Акушер-гинеколог Антонина Алексеевна Шорохова, работающая в Узбекистане с дореволюционных лет, ответила на мои вопросы письменно: «Валентин Феликсович болел душой за каждую свою неудачу, — сообщила она. Однажды, задержавшись на работе, когда все врачи уже покинули больницу, я зашла в предоперационную хирургического отделения. Внезапно из открытой двери операционной до меня донесся «загробный» голос:
— Вот хирург, который не знает смертей. А у меня сегодня второй…
Я обернулась на голос и увидела Валентина Феликсовича, который пристально и грустно глядел на меня. Поразила его угнетенная поза: он стоял, согнувшись и упираясь руками в край операционного стола. На столе лежал больной, умерший во время операции».
Не достаточно ли? Думаю, достаточно. Легенда о «жестоком» хирурге, родившаяся во врачебной среде под влиянием весьма субъективных обстоятельств, не выдержала испытания временем. Сегодня она больше говорит о мифотворцах, нежели о самом профессоре Войно-Ясенецком.

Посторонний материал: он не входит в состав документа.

Issue #22616, opened 2021-12-06
From mathml to python code


rspadim:
Hello Folks, could be possible convert mathml to python code?

for example a sum be converted to a for loop a summer var, and call to sum expression? And others more complex expressions and systems?

oscarbenjamin:
As far as I can tell this isn't currently possible

ThePauliPrinciple:
You could try converting it to LaTeX first: https://tex.stackexchange.com/questions/85639/i-want-to-convert-mathml-to-latex
and then use the SymPy LaTeX parser https://docs.sympy.org/latest/modules/parsing.html#experimental-mathrm-latex-parsing and then using the python codeprinter https://docs.sympy.org/latest/modules/printing.html#sympy.printing.pycode.pycode. But I would be surprised if it is plug and play

PR #22637, opened 2021-12-10
Fix for #22616 : added code that can be used for converting mathml code to python code.

gazal2708:
…python

added code that can be used for converting mathml code to python code.

Took help from the repository [(https://github.com/oerpub/mathconverter/tree/master/xsl_yarosh)] for converting first mathml to latex code, then used sympy libraries to convert latex code to python code.


oscargus:
Thanks for this. I believe that some things are not really clear.
1. What is the copyright of the added files? Probably the readme should stay in the directory? In case it is OK to use them like this to start with.
2. Now, you convert to Python, although the function etc is called tolatex. Probably a SymPy representation is the preferred output.
3. requirements.txt is for distribution purposes, not to add dependencies to SymPy itself (which is really restricted, only one currently)
4. Is this for content or presentation MathML?
5. See https://github.com/sympy/sympy/tree/master/sympy/utilities/mathml how a content to presentation converter is packages. This can serve as a guideline how to deal with some of the points about, like how to check if lxml is installed etc. Also, it may possibly be used for converting from content to presentation (if you support presentation).

gazal2708:
Apologies for the confusion. @oscargus 
1. I will add the readMe in the folder. For adding those .xsl files i took reference from github repository : [https://github.com/oerpub/mathconverter/tree/master/xsl_yarosh].
2. Yes the function name I need to change to mathMLtoPython. Thanks for pointing it out.
3. The code i added uses a dependency "lxml", which i thought to add in requirements.txt. Without that dependency the code cannot parse mathML code or .xsl files i added.
4. I was not aware of the difference. I just wrote the code which can transform mathematical equations written in mathML into Python code.
5. [https://github.com/sympy/sympy/blob/master/sympy/utilities/mathml/data/mmltex.xsl] , thanks for sharing the link. The .xsl files I have added are similar to the code inside this file.

gazal2708:
> Thanks for this. I believe that some things are not really clear.
> 
> 1. What is the copyright of the added files? Probably the readme should stay in the directory? In case it is OK to use them like this to start with.
> 2. Now, you convert to Python, although the function etc is called tolatex. Probably a SymPy representation is the preferred output.
> 3. requirements.txt is for distribution purposes, not to add dependencies to SymPy itself (which is really restricted, only one currently)
> 4. Is this for content or presentation MathML?
> 5. See https://github.com/sympy/sympy/tree/master/sympy/utilities/mathml how a content to presentation converter is packages. This can serve as a guideline how to deal with some of the points about, like how to check if lxml is installed etc. Also, it may possibly be used for converting from content to presentation (if you support presentation).

After using this link you provided: https://github.com/sympy/sympy/tree/master/sympy/utilities/mathml , I have removed the extra files I added. the "mmltex.xsl" file present inside "data" folder is same as those files which i added.

gazal2708:
> Thanks for this. I believe that some things are not really clear.
> 
> 1. What is the copyright of the added files? Probably the readme should stay in the directory? In case it is OK to use them like this to start with.
> 2. Now, you convert to Python, although the function etc is called tolatex. Probably a SymPy representation is the preferred output.
> 3. requirements.txt is for distribution purposes, not to add dependencies to SymPy itself (which is really restricted, only one currently)
> 4. Is this for content or presentation MathML?
> 5. See https://github.com/sympy/sympy/tree/master/sympy/utilities/mathml how a content to presentation converter is packages. This can serve as a guideline how to deal with some of the points about, like how to check if lxml is installed etc. Also, it may possibly be used for converting from content to presentation (if you support presentation).

@oscargus  Regarding 4th point, I wanted to know, the input type to mathml_to_python function will be content MathML or presentation mathML? Currently, the function supports presentation mathML inputs but based on requirements, I can do further modifications

sylee957:
We had updated the code with `lxml` in #25007 because of the security issues in the parsers.
If the project here continues, this should also be taken account.

PR #22638, opened 2021-12-10
core/basic: __eq__ ignores iterables like Expr.__eq__

ThePauliPrinciple:

follow-up from #22593
See also https://github.com/sympy/sympy/pull/22607

Recently `Expr.__eq__` was updated to not convert iterables with
`_sympify`. This is now also added to `Basic.__eq__`.

`FiniteSet` and `Dict` now have explicit checks.

#### Release Notes

NO ENTRY

### DIFF
--- a/sympy/core/basic.py
+++ b/sympy/core/basic.py
@@ -13,7 +13,7 @@ from ._print_helpers import Printable
 
 from sympy.utilities.decorator import deprecated
 from sympy.utilities.exceptions import SymPyDeprecationWarning
-from sympy.utilities.iterables import iterable, numbered_symbols
+from sympy.utilities.iterables import iterable, numbered_symbols, NotIterable
 from sympy.utilities.misc import filldedent, func_name
 
 from inspect import getmro
@@ -342,9 +342,15 @@ class Basic(Printable, metaclass=ManagedProperties):
             return True
 
         if not isinstance(other, Basic):
+            if iterable(other, exclude=(str, NotIterable)
+                    ) and not hasattr(other, '_sympy_'):
+                # XXX iterable self should have it's own __eq__
+                # method if the path gives a false negative
+                # comparison
+                return False
             try:
                 other = _sympify(other)
-            except SympifyError:
+            except (SympifyError, SyntaxError):
                 return NotImplemented
 
         if type(self) != type(other):
--- a/sympy/core/basic.py
+++ b/sympy/core/basic.py
@@ -328,10 +328,10 @@ class Basic(Printable, metaclass=ManagedProperties):
 
         If a class that overrides __eq__() needs to retain the
         implementation of __hash__() from a parent class, the
-        interpreter must be told this explicitly by setting __hash__ =
-        <ParentClass>.__hash__. Otherwise the inheritance of __hash__()
-        will be blocked, just as if __hash__ had been explicitly set to
-        None.
+        interpreter must be told this explicitly by setting 
+        __hash__ : Callable[[object], int] = <ParentClass>.__hash__. 
+        Otherwise the inheritance of __hash__() will be blocked, 
+        just as if __hash__ had been explicitly set to None.
 
         References
         ==========
--- a/sympy/core/basic.py
+++ b/sympy/core/basic.py
@@ -328,9 +328,9 @@ class Basic(Printable, metaclass=ManagedProperties):
 
         If a class that overrides __eq__() needs to retain the
         implementation of __hash__() from a parent class, the
-        interpreter must be told this explicitly by setting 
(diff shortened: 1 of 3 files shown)


sympy/core/basic.py
```diff
@@ -342,9 +342,15 @@ def __eq__(self, other):
...
+                    ) and not hasattr(other, '_sympy_'):
+                # XXX iterable self should have it's own __eq__
+                # method if the path gives a false negative
+                # comparison
+                return False
             try:
                 other = _sympify(other)
-            except SympifyError:
+            except (SympifyError, SyntaxError):
                 return NotImplemented
```
oscarbenjamin, line 354: Why is this catching SyntaxError? There can't be a good reason to catch that here.

sympy/core/containers.py
```diff
@@ -304,6 +304,13 @@ def __lt__(self, other):
     def _sorted_args(self):
         return tuple(sorted(self.args, key=default_sort_key))
 
+    def __eq__(self, other):
+        if isinstance(other, dict):
+            return self == Dict(other)
+        return super().__eq__(other)
```
oscarbenjamin, line 310: Would it not be better to do `return self._dict == other`?

sympy/core/basic.py
ThePauliPrinciple: I copied this over from `Expr.__eq__`, should it be removed in both places?

sympy/core/containers.py
ThePauliPrinciple: That would currently fail, since `Dict` uses `sympify` (in `Tuple`), it would try to match e.g. `Symbol('x')` with `'x'`:
`Dict({'x':1}) == {'x':1}` would return `False`.

This requires a larger `Dict` overhaul that I can hopefully solve in https://github.com/sympy/sympy/pull/22580

sympy/core/containers.py
```diff
@@ -304,6 +304,13 @@ def __lt__(self, other):
...
+
+    def __hash__(self):
+        return Basic.__hash__(self)
```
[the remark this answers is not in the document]
ThePauliPrinciple: mypy complains about this, I tried a bunch of things but couldn't get it to work. (Don't really have any experience with mypy)

sympy/core/containers.py
oscarbenjamin: Tuple should be fixed to use `_sympify`.

sympy/core/containers.py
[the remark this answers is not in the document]
oscarbenjamin: You can do something like
```python
from typing import Callable, Any

    __hash__: Callable[[Basic], Any]  = Basic.__hash__
```

sympy/core/containers.py
ThePauliPrinciple: I agree, but it requires a large cleanup of parts in the code that rely on `sympify` being used in `Tuple`

sympy/core/basic.py
ThePauliPrinciple: This is also in `numbers.py`. Possibly it is to catch errors with `str` parsed expressions in classes that (unfortunately) use `sympify` over `_sympify`

ThePauliPrinciple:
```python
from sympy import *
Tuple("2x")
```
Gives a `SyntaxError`

oscarbenjamin: How exactly does calling `_sympify` lead to the `SyntaxError`?
```python
In [65]: from sympy.core.sympify import _sympify

In [66]: _sympify(('2x', 'x'))
SympifyError 
```

oscarbenjamin: Sorry for the noise, I had already changed `Tuple.__new__` locally to use `_sympify`. With actual master I see the `SyntaxError`:
```python
In [1]: from sympy.core.sympify import _sympify

In [2]: _sympify(('2x', 'x'))
ValueError                                Traceback (most recent call last)
ValueError: Error from parse_expr with transformed code: "Integer (2 )Symbol ('x' )"

The above exception was the direct cause of the following exception:

SyntaxError  
```

ThePauliPrinciple: In case you're looking into solving all errors related to changing `sympify` to `_sympify` in `Tuple`, I do have a WIP branch to solve the issues related to `Qubit` (it's using `Tuple` to convert "0" and "1" strings to and I replaced it with an explicit conversion)

ThePauliPrinciple: Maybe this PR is helpful regarding this topic: https://github.com/sympy/sympy/pull/22643

oscarbenjamin:
Looks good

PR #22641, opened 2021-12-10
calculus tutorial updated

AdvaitPote:
In the calculus tutorial documentation, specifically under 'Series Expansion', it is written 'x=\infty'. Mathematically, however, that is incorrect as no variable or function is ever equal to infinity but tends to. Hence, the '=' has been replaced by a 'tends to' sign.

#### Release Notes

NO ENTRY


anutosh491:
I guess you should also do a basic check for such similar cases and report if any !

AdvaitPote:
@anutosh491 After checking, the only mathematical inconsistency I could find in the calculus tutorial documentation is the one I mentioned above. So I believe that is the only change that should be made.

smichr:
Thank you.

…Давно ему не было так хорошо и спокойно, как в 1936-м и 1937-м. Ставши полезным, он стал вместе с тем и ценимым. А тот, кого ценят высокопоставленные лица, живет уже по иному кодексу прав и обязанностей, нежели остальные смертные. Ему прощаются грехи, которые ни за что не простили бы рядовому гражданину, например, грех веры и посещения церковных служб. Рядового кандидата и даже доктора наук за такое — из института в три шеи: «Нельзя доверять верующим воспитание научных кадров»; администратора партийного, буде он попался на посещении церкви, враз отлучили бы от всех кормушек; «Не блуди!» А полезному все сходит с рук. Полезный профессор Войно-Ясенецкий может так же беспрепятственно посещать храм Божий, как это делают академики Филатов, Павлов, Вернадский, Конрад, Абрикосов и еще некоторые — по списку.